Come ben raccontato dall’ottimo Sandro Gilioli, questa ignobile gazzarra montata da Corriere e Giornale sulla pensione di Renato Curcio non ha alcuna parentela con la realtà.

L’accanimento della stampa conservatrice contro i reduci del terrorismo rosso sarebbe un caso di studio piuttosto interessante, perché spiega bene alcuni dei meccanismi del giornalismo contemporaneo.
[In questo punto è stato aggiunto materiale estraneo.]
PR #226, opened 2016-03-28
[merged] packaging: fix bashism in dist-snapshot target

smcv:
On Debian and its derivatives, /bin/sh is a lightweight POSIX shell
(currently dash) which does not support the bash {foo,bar} syntax.


cgwalters:
I have a general preference for hardcoding bash rather than fixing to `/bin/sh` for things that aren't run "on target", but this is fine.  Thanks for the patch!

@cgwalters-bot r+ 13571b1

Il ruolo delle vittime, innanzitutto, unici testimoni legittimi del passato perché portatori di un punto di vista superiore e imparagonabile a quello di chiunque altro, a causa del trauma subito. Ma anche la scelta di obiettivi facili, comodi, gente che è in galera da 30 anni e che nessuno, all’interno del dibattito politico, può permettersi di difendere senza passare per complice. E così si approfitta del dolore delle vittime e della grama esistenza dei prigionieri per ricostruire un’immagine del passato perversa, in cui quei prigionieri sono il simbolo di un’intera epoca, gli anni ’70, e di un’intera prospettiva politica, quella di una radicale trasformazione della società in senso egualitario. Dal divieto di far parlare Morucci alla Sapienza alla sparata di Alemanno sui 300 criminali che tengono in ostaggio l’università quanto è passato? Una cosa prepara l’altra. Si punta il dito sui dissenzienti criminali per criminalizzare il dissenso. Gli anni ’70 sono Curcio, dice Il Corriere, voler cambiare le cose è essere Curcio, insiste Il Giornale, e Curcio è un pazzo avido che vuole che lo stato lo mantenga, ripete il coro.
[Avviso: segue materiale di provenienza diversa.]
PR #227, opened 2016-03-29
[merged] commit: Support writing orphans

cgwalters:
The API supports this, and it's not hard for us to do in the command
line as well.  One possible use case is separating "content
generation" in a separate server.

Related: https://github.com/ostreedev/ostree/pull/223


jlebon:
Nice! Code LGTM, tests pass.

Ohh right, I didn't even realize that the default output of `ostree commit` was just the csum as I mentioned in the other PR.

@cgwalters-bot r+ 3f255

jlebon:
@cgwalters-bot r+ af3f255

Che non sia vero, è un dettaglio. Che per un’operazione politica si sacrifichi la dignità di un uomo come Curcio, uno che non ha mai ammazzato nessuno ma non ha mai cercato sconti di pena, perché si riteneva un soldato in guerra e sapeva di aver perso, può importare a pochi.
Ma che questa operazione politica miri a ricostruire la memoria nazionale, criminalizzando ogni tentativo di progresso della nostra Repubblica e santificando il regime clerico-mafioso che la soffoca da 60 anni, dovrebbe preoccupare.
Ci stanno cambiando la memoria, e noi neanche ce ne accorgiamo.